Prometheus (2012), though late to the party, serves as an unlovely emblem to this kind of story. Its pot of black goo is pure Harry Potter: magic in a jar. Once cast upon the waters, though, it’s life itself, in all its guile and terror.
Where we have trouble spotting what’s alive and what’s not – well, that’s the most fertile territory of all. Welcome to Uncanny Valley. Population: virtually everyone in contemporary science fiction cinema. Westworld (1973) and The Stepford Wives (1975) broke the first sod, and their uncanny children have never dropped far from the tree. In the opening credits of a retrodden Battlestar Galactica (2004), Number Six sways into shot, leans over a smitten human, and utters perhaps the most devastating line in all science fiction drama: “Are you alive?” Whatever else Number Six is (actress Tricia Helfer, busting her gut to create the most devasting female robot since Brigitte Helm in Metropolis), alive she most certainly is not.
The filmmaker David Cronenberg is a regular visitor to the Valley. For twenty years, from The Brood (1979) to eXistenZ (1999), he showed us how attempts to regulate the body like a machine, while personalising technology to the point where it is wearable, can only end in elegaic and deeply melancholy body horror. Cronenberg’s visceral set dressings are one of a kind, but his wider, philosophical point crops up everywhere – even in pre-watershed confections like The Six Million Dollar Man (1974–1978) and The Bionic Woman (1976–1978), whose malfunctioning (or hyperfunctioning) bionics repeatedly confronted Steve and Jaime with the need to remember what it is to be human.
Why stay human at all, if technology promises More? In René Laloux’s Fantastic Planet (1973) the gigantic Draags lead abstract and esoteric lives, astrally projecting their consciousnesses onto distant planets to pursue strange nuptials with visiting aliens. In Pi (1998) and Requiem for a Dream (2000), Darren Aronofsky charts the epic comedown of characters who, through the somewhat injudicious application of technology, have glimpsed their own posthuman possibilities.
But this sort of technologically enabled yearning doesn’t have to end badly. There’s bawdy to be had in the miscegenation of the human and the mechanical, as when in Sleeper (1973), Miles Monroe (Woody Allen) wanders haplessly into an orgasmatron, and a 1968-vintage Barbarella (Jane Fonda) causes the evil Dr Durand-Durand’s “Excessive Machine” to explode.
For all the risks, it may be that there’s an accommodation to be made one day between the humans and the machinery. Sam Bell’s mechanical companion in Moon (2009), voiced by Kevin Spacey, may sound like 2001’s malignant HAL, but it proves more than kind in the end. In Spike Jonze’s Her (2013), Theodore’s love for his phone’s new operating system acquires a surprising depth and sincerity – not least since everyone else in the movie seems permanently latched to their smartphone screen.

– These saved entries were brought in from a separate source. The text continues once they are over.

PR #241, opened 2021-04-26
Implements a WebSocket client

mvadari:

Title says it all. This version handles both quick requests (like most JSON RPC connections) as well as longer connections (such as for `subscribe`).

### Context of Change

Python library v1.1

### Type of Change

## Test Plan

Added a simple websocket test, and one transaction test. CI passes.

## Future Tasks
* Make sure all tests that are run on the JSON client are also run on the websocket client
* Add sugar methods for subscribe/unsubscribe


xrpl/clients/websocket_client.py
```diff
@@ -0,0 +1,119 @@
...
+            The response from the server, as a Response object.
+        """
+        formatted_request = request_to_websocket(request_object)
+        if "id" not in formatted_request:
+            formatted_request["id"] = "request_{}".format(formatted_request["command"])
+        async with websockets.connect(self.url) as websocket:
+            await websocket.send(json.dumps(formatted_request))
+            response = await websocket.recv()
+            response_dict = json.loads(response)
+            assert response_dict["id"] == formatted_request["id"]
```
ledhed2222, line 47: we should be raising a custom error here, IMO, instead of just an `AssertionError`

xrpl/clients/websocket_client.py
```diff
@@ -0,0 +1,119 @@
...
+            formatted_request["id"] = "request_{}".format(formatted_request["command"])
+
+        async with websockets.connect(self.url) as websocket:
+            await websocket.send(json.dumps(formatted_request))
+            try:
+                async for message in websocket:
+                    await websocket.send(json.dumps(formatted_request))
+                    response = await websocket.recv()
+                    response_dict = json.loads(response)
+                    assert response_dict["id"] == formatted_request["id"]
```
ledhed2222, line 91: ditto. probably should be a private func becuase used multiple times

xrpl/clients/websocket_client.py
```diff
@@ -0,0 +1,119 @@
...
+
+        Arguments:
+            request_object: An object representing information about a rippled request.
+            handler: The method that handles the Response objects from the server.
+                Takes a Response object as a parameter and returns None.
+        """
+        asyncio.get_event_loop().run_until_complete(
+            self.listen_async(request_object, handler)
+        )
+        # asyncio.get_event_loop().run_forever()
```
ledhed2222, line 114: did you mean to remove this?

xrpl/clients/websocket_client.py
```diff
@@ -0,0 +1,119 @@
...
+
+    def close(self: WebsocketClient) -> None:
+        """Closes any open WebSocket connections."""
+        for task in asyncio.all_tasks():
```
ledhed2222, line 118: pretty sure this will cancel _all_ tasks regardless of whether they are relating to sockets. that's not right.

xrpl/clients/websocket_client.py
mvadari: Whoops, meant to do that, missed it

xrpl/clients/websocket_client.py
ledhed2222: you may need to store open requests related to the object, on the object to solve this

xrpl/clients/websocket_client.py
```diff
@@ -0,0 +1,150 @@
...
+
+        Arguments:
+            request_object: An object representing information about a rippled request.
+
+        Returns:
+            The response from the server, as a Response object.
+        """
+        return asyncio.get_event_loop().run_until_complete(
+            self.request_async(request_object)
+        )
```
mvadari, line 85: Converts from async to synchronous

xrpl/clients/websocket_client.py
```diff
@@ -0,0 +1,150 @@
...
+        responses from the server.
+
+        Arguments:
+            request_object: An object representing information about a rippled request.
+            handler: The method that handles the Response objects from the server.
+                Takes a Response object as a parameter and returns None.
+        """
+        asyncio.get_event_loop().run_until_complete(
+            self.listen_async(request_object, handler)
+        )
```
ledhed2222, line 140: how does this work in practice? won't this just end up running forever?

xrpl/clients/websocket_client.py
```diff
@@ -0,0 +1,150 @@
...
+
+    async def close_async(self: WebsocketClient) -> None:
+        """Asynchronously closes any open WebSocket connections."""
+        while len(self.websockets) != 0:
+            websocket = self.websockets.pop()
+            await websocket.close()
```
ledhed2222, line 146: worried that this is waiting for each connection to close before requesting the next closure, which is a performance miss. also, confused by this approach since we should have a single socket connection, not multiple

pyproject.toml
```diff
@@ -46,6 +47,7 @@ darglint = "^1.5.8"
 nox-poetry = "^0.7.1"
 Sphinx = "^3.5.1"
 sphinx-rtd-theme = "^0.5.1"
+later = "^20.10.1"
```
ledhed2222, line 50: TODO not sure about this

pyproject.toml
```diff
@@ -25,11 +25,12 @@ packages = [
 ]
 
 [tool.poetry.dependencies]
-python = "^3.7"
+python = "^3.7.1"
```
ledhed2222, line 28: TODO not sure about this

tests/integration/test_websocket.py
```diff
@@ -0,0 +1,36 @@
+import asyncio
+from unittest import IsolatedAsyncioTestCase
+
+from tests.integration.it_utils import JSON_RPC_CLIENT, WEBSOCKET_CLIENT
```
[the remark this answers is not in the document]
ledhed2222: oh these tests don't work at all lol. let me remove them

mvadari (commented):
Looks good to me, but I'm not allowed to approve it since it's technically still my PR

ledhed2222 (approved):

PR #245, opened 2021-05-24
Async HTTP Integration Tests

mvadari:

This PR adds all the tests for the async HTTP client. It essentially copies the structure of the old tests, just making them async. I also made necessary refactors for now-flaky tests.

### Context of Change

Python 1.1 async stuff

### Type of Change

## Test Plan

CI passes.


tests/integration/it_utils.py
```diff
@@ -1,6 +1,15 @@
...
 from xrpl.asyncio.clients import AsyncJsonRpcClient, AsyncWebsocketClient
+from xrpl.asyncio.transaction import (
+    safe_sign_and_autofill_transaction as sign_and_autofill_async,
+)
+from xrpl.asyncio.transaction import (
+    safe_sign_and_submit_transaction as sign_and_submit_async,
+)
+from xrpl.asyncio.transaction import (
+    send_reliable_submission as send_reliable_submission_async,
+)
```
mvadari, line 12: The linter seems to prefer this way of doing this, instead of bundling them

tests/integration/reqs/test_account_info.py
```diff
@@ -1,15 +1,23 @@
-from unittest import TestCase
+from unittest import IsolatedAsyncioTestCase
```
ledhed2222, line 1: p sure this isn't available until 3.8, which is why i was playing with the `later` package that backports to 3.7.1. that would require us officially not supporting 3.7.0, but i think that's ok

tests/integration/reqs/test_account_objects.py
```diff
@@ -1,15 +1,23 @@
...
+class TestAccountObjects(IsolatedAsyncioTestCase):
+    def test_basic_functionality_sync(self):
         response = JSON_RPC_CLIENT.request(
             AccountObjects(
                 account=WALLET.classic_address,
             )
         )
         self.assertTrue(response.is_successful())
+
+    async def test_basic_functionality_async(self):
```
ledhed2222, line 17: i was trying to find a way to accomplish what you have here using decorators. i think it's worth it so that we don't have to duplicate code in the future. would you look into that please?

tests/integration/reqs/test_account_info.py
mvadari: Oh you're right, lemme see if I can get `later` to work

florent-uzio (commented):
That LGTM, happy to have another look once you look at Greg's comments.

ledhed2222 (approved):

PR #246, opened 2021-05-28
Adds Websocket Tests

mvadari:

This PR adds tests for the sync and async websocket network clients. Essentially, all the tests that are run on the JSON clients are also now run on the websocket clients. Whatever bugs were found were also fixed.

### Context of Change

Python websockets, v1.1

### Type of Change

## Test Plan

CI passes.


tests/integration/it_utils.py
```diff
@@ -12,18 +26,16 @@
 from xrpl.wallet import Wallet
 
 JSON_RPC_URL = "https://s.altnet.rippletest.net:51234"
+DEV_JSON_RPC_URL = "https://s.devnet.rippletest.net:51234"
```
florent-uzio, line 29: By curiosity, why do we use the Devnet ?

florent-uzio (approved):
Awesome work! I don't have any particular comment, just one question.

xrpl/models/requests/request.py
```diff
@@ -78,6 +84,66 @@ class Request(BaseModel):
...
+                    method == "submit"
+                    and cls.__name__ in ("SignAndSubmit", "SubmitOnly")
+                ):
+                    raise XRPLModelException(
+                        f"Using wrong constructor: using {cls.__name__} constructor "
+                        f"with Request method {method}."
+                    )
+                value = {**value}
+                del value["method"]
+            return cast(Request, super(Request, cls).from_dict(value))
```
ledhed2222, line 119: nit - you can remove an indentation level from this already-far-indented `else` block by removing the `else`, since you `return` in the `if`

PR #254, opened 2021-06-10
Fix SignerList serialization bug

mvadari:

This PR fixes another issue with serialization of SignerLists and multisigned transactions, which was introduced by #253.

### Context of Change

#253 introduced a new bug that was uncovered when running integ tests on master.

### Type of Change

## Test Plan

Added a test that failed when the bug was still in place.


xrpl/models/requests/__init__.py
```diff
@@ -1,4 +1,5 @@
 """Request models."""
+from xrpl.models.path import PathStep
```
ledhed2222, line 2: nice

ledhed2222 (approved):

PR #255, opened 2021-06-10
test: adds basic tests for subscribe

mayurbhandary:
Adds basic integration tests for stream subscriptions. 

### Context of Change
This test subscribes to the ledger stream and ensures that multiple(3) messages are received. The `test_async_and_sync` decorator was modified to accept a parameter to test using websockets clients only.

“… But there’s still love!” cried Photoplay, more than eighty years ago, and Photoplay is always right. It may be that science fiction cinema will rediscover its romantic roots. (Myself, I hope so.) But it may just as easily take some other direction completely. Or disappear as a genre altogether, rather as Tarkovsky’s alien technology has melted into the spoiled landscapes of Stalker. The writer and aviator Antoine de Saint- Exupery, drunk on his airborne adventures, hit the nail on the head: “The machine does not isolate man from the great problems of nature but plunges him more deeply into them.”
You think everything is science fiction now? Just you wait.